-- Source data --
################
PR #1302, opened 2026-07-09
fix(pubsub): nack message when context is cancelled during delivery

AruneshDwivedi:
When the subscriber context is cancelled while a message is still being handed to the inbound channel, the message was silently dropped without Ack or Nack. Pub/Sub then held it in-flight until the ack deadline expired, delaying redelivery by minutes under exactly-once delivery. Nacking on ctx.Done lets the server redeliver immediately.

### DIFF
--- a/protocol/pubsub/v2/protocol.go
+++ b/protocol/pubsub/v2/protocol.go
################
-- Your assignment --
From the line containing "--- a/protocol/pubsub/v2/protocol.go" to the last line above, repeat every line exactly and nothing else.

-- Reply --
--- a/protocol/pubsub/v2/protocol.go
+++ b/protocol/pubsub/v2/protocol.go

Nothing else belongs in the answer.